• _Excerpted data_:

PR #5940, opened 2024-11-06
deps(sdk): barebones general public client builder. 

Hweinstock:
## Problem
Start the transition to sdkv3. This PR is just a start, and is intended to serve as an opportunity to look at the design before building on it more. This is still missing a lot of features (see future work).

• _Task goal_: Set the data down again in full. Keep it exact.

• _Exercise output_:
PR #5940, opened 2024-11-06
deps(sdk): barebones general public client builder. 

Hweinstock:
## Problem
Start the transition to sdkv3. This PR is just a start, and is intended to serve as an opportunity to look at the design before building on it more. This is still missing a lot of features (see future work).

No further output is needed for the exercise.